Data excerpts

PR #70, opened 2016-04-14
Use exit code to indicate check problems

maio:
Exit with code 1 if there is a file with incorrect formatting.
Exit with code 2 if there were some errors.

Useful if you want to perform some action depending on check
results (e.g. trigger build failure).

### DIFF
--- a/lein-cljfmt/src/leiningen/cljfmt.clj
+++ b/lein-cljfmt/src/leiningen/cljfmt.clj
@@ -84,6 +84,12 @@
       (main/warn path "has incorrect formatting")
       (main/warn diff))))
 
+(defn exit [counts]
+  (when-not (zero? (:error counts 0))
+    (main/exit 2))
+  (when-not (zero? (:incorrect counts 0))
+    (main/exit 1)))
+
 (defn print-final-count [counts]
   (let [error     (:error counts 0)
         incorrect (:incorrect counts 0)]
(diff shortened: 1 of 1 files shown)


lein-cljfmt/src/leiningen/cljfmt.clj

How to complete this task:
Every line above that includes the word "some" should be listed.

Task output:
Exit with code 2 if there were some errors.
Useful if you want to perform some action depending on check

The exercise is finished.